Os adolescentes discutiram como o racismo e as mudanças climáticas estão relacionados
A Comissão Intersetorial do Selo Unicef, por meio do Núcleo de Cidadania de Adolescentes (Nuca), promoveu, na quarta-feira (18), uma roda de conversa para discutir racismo ambiental. A atividade aconteceu no Centro de Referência de Assistência Social (Cras) Bruno Bacelar e contou com a participação das equipes da unidade e da Coordenação de Promoção de Políticas de Igualdade Racial.

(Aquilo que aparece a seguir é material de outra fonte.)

PR #3779, opened 2018-05-16
Initial creation of plaso module

markmckinnon:
Initial creation of plaso module that will run plaso against an image.


Core/src/org/sleuthkit/autopsy/modules/plaso/PlasoModuleFactory.java
```diff
@@ -0,0 +1,71 @@
...
+import org.openide.util.lookup.ServiceProvider;
+import org.sleuthkit.autopsy.coreutils.Version;
+import org.sleuthkit.autopsy.ingest.IngestModuleFactoryAdapter;
+import org.sleuthkit.autopsy.ingest.DataSourceIngestModule;
+import org.sleuthkit.autopsy.ingest.IngestModuleFactory;
+import org.sleuthkit.autopsy.ingest.IngestModuleIngestJobSettings;
+
+/**
+  * An factory that creates data source ingest modules that verify the integrity
+ * of Expert Witness Format (EWF), i.e., .e01 files .
```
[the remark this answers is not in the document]
markmckinnon: Revamping things so will take everything into consideration you posted.

Core/src/org/sleuthkit/autopsy/modules/plaso/PlasoIngestModule.java
```diff
@@ -0,0 +1,410 @@
...
+                resultSet = tempdbconnect.executeQry(sqlStatement);
+                while (resultSet.next()) {
+                    Collection<BlackboardAttribute> bbattributes = new ArrayList<>();
+                    bbattributes.add(new BlackboardAttribute(ATTRIBUTE_TYPE.TSK_DATETIME, Bundle.PlasoWorker_event_datetime(), resultSet.getLong("TSK_DATETIME")));
+                    bbattributes.add(new BlackboardAttribute(ATTRIBUTE_TYPE.TSK_DESCRIPTION, Bundle.PlasoWorker_event_description(), resultSet.getString("TSK_DESCRIPTION")));
+                    
+                    List<AbstractFile> resolvedFiles = getAbstractFile(resultSet.getString("filename"));
+                    try {
+                        for (AbstractFile resolvedFile : resolvedFiles) {
+                            BlackboardArtifact bbart = resolvedFile.newArtifact(BlackboardArtifact.ARTIFACT_TYPE.TSK_EVENT);
```
millmanorama: https://github.com/sleuthkit/sleuthkit/pull/1260  renames TSK_EVENT to TSK_TL_EVENT.  It also introduces two new artifact types you can use the same way, but for more specific events: TSK_LOG_EVENT and TSK_REGISTRY_EVENT.

For TSK_TL_EVENTs. If possible please use the TSK_EVENT_TYPE attribute to indicate the event type.  The value should be the id of one of the instances of EventType available as static members of the interface.  i.g. EventType.EMAIL.getTypeID().  Use EventType.OTHER.getTypeID() if none of the available ones fit.

Core/src/org/sleuthkit/autopsy/modules/plaso/PlasoIngestModule.java
```diff
@@ -0,0 +1,410 @@
...
+    @Override
+    public ProcessResult process(Content dataSource, DataSourceIngestModuleProgress statusHelper) {
+        String imgName = dataSource.getName();
+        File log2TimeLineExecutable;
+        File psortExecutable;
+        Case currentCase;
+        String moduleOutputPath;
+        String tempOutputPath;
+        
+        Image img = (Image) dataSource;
```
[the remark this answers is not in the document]
rcordovano: Good catch, Jon. This cast is definitely not safe. Assuming Plaso only works on image files, it should do an instanceof Image check with an early return if the check does not pass.

Core/src/org/sleuthkit/autopsy/modules/plaso/PlasoIngestModule.java
```diff
@@ -0,0 +1,410 @@
...
+        }
+
+        ProcessBuilder log2TimeLineCommand = buildLog2TimeLineCommand(log2TimeLineExecutable, tempOutputPath, imgFile[0]);
+        ProcessBuilder psortCommand = buildPsortCommand(psortExecutable, tempOutputPath);
+        //logger.log(Level.INFO, "Hash value stored in {0}: {1}", new Object[]{imgName, storedHash}); //NON-NLS
+
+        logger.log(Level.INFO, Bundle.PlasoIngestModule_startUp_message()); //NON-NLS
+
+        try {
+            plasoWorker processImage = new plasoWorker(log2TimeLineCommand, psortCommand, moduleOutputPath, tempOutputPath);
```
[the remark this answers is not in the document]
rcordovano: Yes, that's right.

Core/src/org/sleuthkit/autopsy/modules/plaso/PlasoIngestModule.java
```diff
@@ -0,0 +1,410 @@
...
+        moduleOutputPath = Paths.get(currentCase.getModuleDirectory(), PLASO).toString();
+        File directory = new File(String.valueOf(moduleOutputPath));
+        if (!directory.exists()) {
+            directory.mkdirs();   
+        }
+        tempOutputPath = Paths.get(currentCase.getTempDirectory(), PLASO, imgName).toString();
+        directory = new File(String.valueOf(tempOutputPath));
+        if (!directory.exists()) {
+            directory.mkdirs();
+        }
```
rcordovano: The preceding directory creation code looks incomplete. The data source object id is queried, but not used. However, although data source object ids are unique within a case, it is possible that ingest is run multiple times on the same data source, so it is safest to do what we talked about in stand up, i.e., to use a time stamp from TimeStampUtils.createTimeStamp instead (in combination with a data source if you want to be really safe) as a way to get a unique path. In any case, a unique suffix is not actually being used here for the module output directory, and the temp directory will not be guaranteed unique because image names are not guaranteed to be unique.

Core/src/org/sleuthkit/autopsy/modules/plaso/PlasoIngestModule.java
```diff
@@ -0,0 +1,410 @@
...
+
+        ProcessBuilder log2TimeLineCommand = buildLog2TimeLineCommand(log2TimeLineExecutable, tempOutputPath, imgFile[0]);
+        ProcessBuilder psortCommand = buildPsortCommand(psortExecutable, tempOutputPath);
+        //logger.log(Level.INFO, "Hash value stored in {0}: {1}", new Object[]{imgName, storedHash}); //NON-NLS
```
rcordovano: Please remove this commented out line. It looks like it was copied and pasted here as a temporary, expedient model for writing log messages.

Core/src/org/sleuthkit/autopsy/modules/plaso/PlasoIngestModule.java
```diff
@@ -0,0 +1,410 @@
...
+
+        logger.log(Level.INFO, Bundle.PlasoIngestModule_startUp_message()); //NON-NLS
+
+        try {
+            plasoWorker processImage = new plasoWorker(log2TimeLineCommand, psortCommand, moduleOutputPath, tempOutputPath);
+            processImage.execute();
+        } catch (Exception ex) {
+          //TODO Make a real exception
```
rcordovano: Please resolve the TODO, which should happen when you remove the SwingWorker. FYI for future reference, SwingWorker.execute never throws an exception. Instead, the SwingWorker framework already provides an exception firewall around SwingWorker.doInBackground. To get exceptions from SwingWorker.doInBackground, you need to call get() in done().

Core/src/org/sleuthkit/autopsy/modules/plaso/PlasoIngestModule.java
```diff
@@ -0,0 +1,410 @@
...
+            logger.log(Level.SEVERE, Bundle.PlasoIngestModule_error_running(), ex);
+            }
+ 
+        return ProcessResult.OK;
+    }
+    
+    private ProcessBuilder buildLog2TimeLineCommand(File log2TimeLineExecutable, String tempOutputPath, String imageName) {
```
rcordovano: A small point, but it looks like this could be static.

Core/src/org/sleuthkit/autopsy/modules/plaso/PlasoIngestModule.java
```diff
@@ -0,0 +1,410 @@
...
+         * permissions Autopsy uses.
+         */
+        processBuilder.environment().put("__COMPAT_LAYER", "RunAsInvoker"); //NON-NLS
+        processBuilder.redirectOutput(new File(tempOutputPath + File.separator +  "log2timeline_output.txt"));
+        processBuilder.redirectError(new File(tempOutputPath + File.separator +  "log2timeline_err.txt"));  //NON-NLS
+
+        return processBuilder; 
+    }
+    
+    private ProcessBuilder buildPsortCommand(File psortExecutable, String tempOutputPath) {
```
rcordovano: A small point, but it looks like this could be static.

Core/src/org/sleuthkit/autopsy/modules/plaso/PlasoIngestModule.java
```diff
@@ -0,0 +1,410 @@
...
+        private void createPlasoArtifacts(String plasoDb) {
+            org.sleuthkit.datamodel.Blackboard blackboard;
+            SleuthkitCase sleuthkitCase = Case.getCurrentCase().getSleuthkitCase();
+            blackboard = sleuthkitCase.getBlackboard();
+            ResultSet resultSet;
+            String connectionString = "jdbc:sqlite:" + plasoDb; //NON-NLS
+            String sqlStatement = "select substr(filename,1) filename, strftime('%s', datetime) 'TSK_DATETIME', description 'TSK_DESCRIPTION' \n" +
+                                  "  from log2timeline where source != 'FILE';";
+//            String sqlStatement = "select datetime('unixepoch', datetime) 'TSK_DATETIME', description 'TSK_DESCRIPTION' "
+//                                +  " from log2timeline where source != 'REG';";
```
rcordovano: Please remove commented out code.

Core/src/org/sleuthkit/autopsy/modules/plaso/PlasoIngestModule.java
```diff
@@ -0,0 +1,350 @@
...
+    @Override
+    public ProcessResult process(Content dataSource, DataSourceIngestModuleProgress statusHelper) {
+        statusHelper.switchToIndeterminate();
+        Image img;
+        if (dataSource instanceof Image) {
+           img = (Image) dataSource;
+        } else {
+            logger.log(Level.SEVERE, Bundle.PlasoIngestModule_dataSource_not_an_image());
+            MessageNotifyUtil.Message.info(Bundle.PlasoIngestModule_error_running());
+            return ProcessResult.ERROR;
```
bcarrier: This should probably just be OK. ERROR is more for critical system errors, not files that we choose to ignore.

Core/src/org/sleuthkit/autopsy/modules/plaso/PlasoIngestModule.java
```diff
@@ -0,0 +1,350 @@
...
+        Image img;
+        if (dataSource instanceof Image) {
+           img = (Image) dataSource;
+        } else {
+            logger.log(Level.SEVERE, Bundle.PlasoIngestModule_dataSource_not_an_image());
+            MessageNotifyUtil.Message.info(Bundle.PlasoIngestModule_error_running());
+            return ProcessResult.ERROR;                   
+        }
+
+        File log2TimeLineExecutable = locateExecutable(LOG2TIMELINE_EXECUTABLE);
```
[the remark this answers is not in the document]
markmckinnon: Which part, the cast check or the locateExecutable?

Core/src/org/sleuthkit/autopsy/modules/plaso/PlasoIngestModule.java
markmckinnon: Will do

Core/src/org/sleuthkit/autopsy/modules/plaso/PlasoIngestModule.java
```diff
@@ -0,0 +1,350 @@
...
+
+        try {
+            statusHelper.progress(Bundle.PlasoIngestModule_running_log2timeline());
+            ExecUtil.execute(log2TimeLineCommand, new DataSourceIngestModuleProcessTerminator(context));
+            if (context.dataSourceIngestIsCancelled()) {
+                logger.log(Level.INFO, Bundle.PlasoIngestModule_log2timeline_cancelled()); //NON-NLS
+                MessageNotifyUtil.Message.info(Bundle.PlasoIngestModule_log2timeline_cancelled());
+                return ProcessResult.OK;
+            }
+            statusHelper.progress(Bundle.PlasoIngestModule_running_psort());
```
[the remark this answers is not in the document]
markmckinnon: I can check to see if the SQLite plaso file was created and if it was not then not run the rest.  I will do this for psort as well.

A mobilizadora do Nuca, Laís Senna, explicou que a ação segue o cronograma de atividades previstas no Plano de Participação Cidadã de Adolescentes (PPCA) e tem como objetivo estimular o debate de temas relacionados ao racismo, reforçando o protagonismo dos adolescentes nessas discussões. “É fundamental que eles compreendam como as injustiças sociais e ambientais impactam as comunidades marginalizadas, em especial as comunidades negras e indígenas do município. O debate visa estimular a reflexão sobre a realidade do racismo ambiental e seus efeitos na saúde, segurança e bem-estar. Após esta etapa, serão desenvolvidas atividades nos territórios e ações práticas para informar e conscientizar a população sobre a importância de combater o racismo ambiental, por meio de iniciativas concretas”, afirmou Laís.

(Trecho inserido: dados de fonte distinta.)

PR #3794, opened 2018-05-22
3861 npe other occurrences

briangsweeney:
fixes the npe when the CR is disabled and you try to use the other occurrences tab


Core/src/org/sleuthkit/autopsy/centralrepository/contentviewer/DataContentViewerOtherCases.java
```diff
@@ -539,9 +540,21 @@ public boolean isSupported(Node node) {
         //  Is supported if this node
         //      has correlatable content (File, BlackboardArtifact) OR
         //      other common files across datasources.
-        return this.file != null
+        
+        EamDb eamDb = null;
+        try {
+            eamDb = EamDb.getInstance();
```
APriestman: Is there a reason not to use EamDb.isEnabled() here?

briangsweeney: Nah - I wasn't thinking.

Core/src/org/sleuthkit/autopsy/centralrepository/contentviewer/DataContentViewerOtherCases.java
```diff
@@ -44,6 +44,7 @@
 import javax.swing.table.TableCellRenderer;
 import javax.swing.table.TableColumn;
 import org.openide.nodes.Node;
+import org.openide.util.Exceptions;
```
APriestman: Please remove the now unused import

PR #3804, opened 2018-05-23
3802: Group tree by data source

raman-bt:


Core/src/org/sleuthkit/autopsy/datamodel/DataSourceGroupingChildren.java
```diff
@@ -0,0 +1,101 @@
...
+import org.sleuthkit.datamodel.DataSource;
+import org.sleuthkit.datamodel.SleuthkitCase;
+import org.sleuthkit.datamodel.TskCoreException;
+
+/**
+ * Child factory for Data Source grouping nodes 
+ * A node is created for each data source in the case
+ * 
+ */
+public class DataSourceGroupingChildren extends Children.Keys<DataSource> {
```
rcordovano: This class is not used and should be discarded.

Core/src/org/sleuthkit/autopsy/datamodel/DataSourceGroupingNode.java
```diff
@@ -0,0 +1,99 @@
...
+ */
+public class DataSourceGroupingNode extends DisplayableItemNode {
+
+    private static final Logger logger = Logger.getLogger(DataSourceGroupingNode.class.getName());
+
+    /**
+     * Creates the Data source grouping node for the given data source,  
+     * 
+     * @param dataSource specifies the data source 
+     */
```
rcordovano: This comment for the published, public API documentation is a little funky with respect to capitalization and punctuation.

Core/src/org/sleuthkit/autopsy/datamodel/DataSourceGroupingNode.java
```diff
@@ -0,0 +1,99 @@
...
+import org.sleuthkit.datamodel.DataSource;
+import org.sleuthkit.datamodel.Image;
+import org.sleuthkit.datamodel.LocalFilesDataSource;
+
+
+/**
+ *  Data source grouping node - an optional grouping node in the data tree view
+ * 
+ */
+public class DataSourceGroupingNode extends DisplayableItemNode {
```
rcordovano: Does this class have to be public? It has a package level constructor...

PR #3805, opened 2018-05-24
include modules and configuration of autopsy in html report

rishwanth1995:


Core/src/org/sleuthkit/autopsy/report/ReportHTML.java
```diff
@@ -1094,6 +1092,54 @@ private void writeSummary() {
...
+                if (out != null) {
+                    out.flush();
+                    out.close();
+                }
+            } catch (IOException ex) {
+            }
+        }
+    }
+    
+    private StringBuilder writeSummaryCaseDetails(){
```
bcarrier: Can you add JavaDocs for the new methods?

PR #3813, opened 2018-05-25
3832 fix aid job ordering

wschaeferB:


Experimental/src/org/sleuthkit/autopsy/experimental/autoingest/AutoIngestJob.java
```diff
@@ -627,7 +629,21 @@ public int compare(AutoIngestJob o1, AutoIngestJob o2) {
...
+                    //if the manifest files were created at the same time compare with the jobs case name
+                    comparisonResult = -job.getManifest().getCaseName().compareTo(anotherJob.getManifest().getCaseName());
+                    if (comparisonResult == 0) {
+                        //if the case name is the same compare with the jobs datasource file name
+                        comparisonResult = -job.getManifest().getDataSourcePath().getFileName().toString().compareTo(anotherJob.getManifest().getDataSourcePath().getFileName().toString());
+                        //if they are still the same at this point they may be ordered incosistantly
+                    }
+                }
+            }
+            return comparisonResult;
```
rcordovano: I think it is confusing to have a PriorityComparator.compare that does general comparison and an AuotIngestJob.compareTo that compares manifest file dates. Please refactor this code so  that this code is in compareTo. If we no longer need PriorityComparator, let's get rid of it. Ditto for any of the other Comparator implementations.

wschaeferB: Are you saying to get rid of all Comparators in autopsy or just for the AID // AID 2.0?

rcordovano: The scope of removing comparators I am proposing is limited to the AutoIngestJob class. If we do not need to use the inner job priority comparator class any more because we are using AutoIngestJob.compareTo for collection sorts, we can delete the unused comparator. If the other inner comparator classes in AutoIngestJob are not used anywhere anymore, we can get rid of them, too. SO basically, I'm just talking about unused code removal.

PR #3816, opened 2018-06-01
Remove unsafe Cast of datasource

markmckinnon:
Remove unsafe cast of datasource.


markmckinnon:
Did not mean for all this to get put into my simple PR

PR #3818, opened 2018-06-01
Refactor other occurence tab for intra cases

bcarrier:
UI-based changes came in from NetBeans when I moved the inner class in....


Core/src/org/sleuthkit/autopsy/centralrepository/contentviewer/DataContentViewerOtherCases.java
```diff
@@ -507,29 +520,49 @@ private AbstractFile getAbstractFileFromNode(Node node) {
...
                     break;
                 }
             }
         }
 
-        // If known, or not in CR, add
-        if (caseDbInstance.getKnownStatus().equals(knownBad) || !artifactInstances.containsKey(instKey)) {
-            artifactInstances.put(instKey, caseDbInstance);
+        // make a key to see if the file is already in the hashset
+        CorrelationCase correlationCase = EamDb.getInstance().getCase(autopsyCase);
```
APriestman: NPE here if the CR is not enabled

PR #3820, opened 2018-06-04
Added additional rules to qualify files to be processed.

dgrove727:


Core/src/org/sleuthkit/autopsy/modules/encryptiondetection/EncryptionDetectionFileIngestModule.java
```diff
@@ -134,17 +136,39 @@ public void startUp(IngestJobContext context) throws IngestModule.IngestModuleEx
...
-                    if (mimeType.equals("application/octet-stream")) {
-                        if (isFileEncryptionSuspected(file)) {
-                            return flagFile(file, BlackboardArtifact.ARTIFACT_TYPE.TSK_ENCRYPTION_SUSPECTED,
-                                    String.format(Bundle.EncryptionDetectionFileIngestModule_artifactComment_suspected(), calculatedEntropy));
+                    if (!file.isMetaFlagSet(TskData.TSK_FS_META_FLAG_ENUM.UNALLOC)
+                            && !file.isDirNameFlagSet(TskData.TSK_FS_NAME_FLAG_ENUM.UNALLOC)) {
+                        /*
+                         * Is the file in FILE_IGNORE_LIST?
+                         */
+                        boolean ignoreFile = false;
```
rcordovano: Personally, I find code that sets flags and then checks them in later conditionals can quickly become hard to read and maintain. I'm thinking we can just return immediately if we find one of the files we are ignoring.

PR #7117, opened 2021-07-09
7804 initial attempt to make previously seen users obey CR settings

wschaeferB:


Core/src/org/sleuthkit/autopsy/centralrepository/eventlisteners/CaseEventListener.java
```diff
@@ -678,7 +676,8 @@ private OsAccountInstancesAddedTask(CentralRepository db, PropertyChangeEvent ev
 
         @Override
         public void run() {
-            if (!CentralRepository.isEnabled()) {
+            //Nothing to do here if the central repo is not enabled or the ingest is running and the setting to flag previously seen devices and users is not set to true
+            if (!CentralRepository.isEnabled() || (IngestManager.getInstance().isIngestRunning() && !IngestEventsListener.isFlagSeenDevices())) {
```
rcordovano, line 680: So what if ingest is not running? I believe that we want to just go with whatever the IngestEventsListener currently believes, whether ingest is running or not.

rcordovano (changes requested):

Core/src/org/sleuthkit/autopsy/centralrepository/eventlisteners/CaseEventListener.java
wschaeferB: The decision to make them when ingest is not running is a decision based on previous decisions which were made on 'what to do until we have an artifacts pipeline. and was made for consistency,  I will link the relevant discussions in the related stories in JIRA.

rcordovano (approved):

PR #7139, opened 2021-07-15
User Documentation - Updated complete French translation

Seb2lyon:
Based on the original English version, this updated French translation is totally complete and is the continuation of my previous Pull Request.


bcarrier:
Hi @Seb2lyon. Thanks for this. It might be easiest to maintain if you also checked in the commit number that your translation was updated to. 

For example, 
- If HEAD is currently at B and you find out what changed in the English version. 
- Then more commits happen and we end up at C. 
- Then you do a PR with your changes (which were about the changes up until B). 
- It would be good to know that the French version is accurate up until B, but not C. 

It could be as simple as adding a file into the doxygen_user-fr folder with the commit in it (B in the example above). 

We do something similar for our UI translations. 

https://github.com/sleuthkit/autopsy/blob/develop/release_scripts/localization_scripts/lastupdated.properties

Seb2lyon:
Hi @bcarrier. Thanks for your explanations. I'll take good note of this process for my futur updates.

bcarrier:
This should now be updated each night and published to the site. You can see the latest here: 

https://sleuthkit.org/autopsy/docs/user-docs_fr/4.19.0/

Thanks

A roda de conversa foi conduzida pelas técnicas da Coordenação de Promoção da Igualdade Racial, Alenice Nunes e Denise Ventura. Durante a atividade, Denise destacou as desigualdades presentes nos territórios e a necessidade de refletir sobre essas diferenças. “Quando observamos as cidades, percebemos que existem bairros que recebem mais cuidado, com limpeza regular, espaços bem conservados e coleta de lixo adequada. Em outros, principalmente nas áreas periféricas, a realidade é diferente, com acúmulo de lixo, terrenos abandonados e maior presença de vetores de doenças. Isso nos faz refletir sobre por que esses territórios não recebem o mesmo nível de atenção e quais fatores estão por trás dessas desigualdades. O racismo ambiental nos convida justamente a pensar sobre essas diferenças e a entender que todos têm direito a viver em um ambiente saudável”, explicou.

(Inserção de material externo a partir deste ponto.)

PR #7164, opened 2021-07-27
5316 preserve settings between searches

wschaeferB:

PR #7165, opened 2021-07-27
3849 pre select data source for file search

wschaeferB:
This PR includes the code from #7164

### DIFF
--- a/Core/src/org/sleuthkit/autopsy/directorytree/FileSearchProvider.java
+++ b/Core/src/org/sleuthkit/autopsy/directorytree/FileSearchProvider.java
@@ -1,7 +1,7 @@
 /*
  * Autopsy Forensic Browser
  * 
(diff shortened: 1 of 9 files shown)


Core/src/org/sleuthkit/autopsy/directorytree/FileSearchProvider.java
```diff
@@ -23,5 +23,7 @@
  */
 public interface FileSearchProvider {
 
+    public void showDialog(long dataSourceID);
```
kellykelly3, line 26: Do we need both showDialog?  Can we deprecate the old one and have it call the new one with a null value?

wschaeferB: Good idea, I will make that change. Thanks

Ao final do encontro, os adolescentes receberam bonecas abayomi confeccionadas pela equipe da Coordenação de Promoção da Igualdade Racial. O adolescente Davi Almeida, de 14 anos, participou da atividade e destacou a importância do tema. “Foi um momento muito importante, porque a gente aprende a cuidar melhor do meio ambiente e também a entender como isso está ligado à vida das pessoas. Acho que nós, adolescentes do Nuca, podemos nos mobilizar mais, conversar com outras pessoas e até fazer campanhas para incentivar o cuidado com o meio ambiente”, afirmou Davi.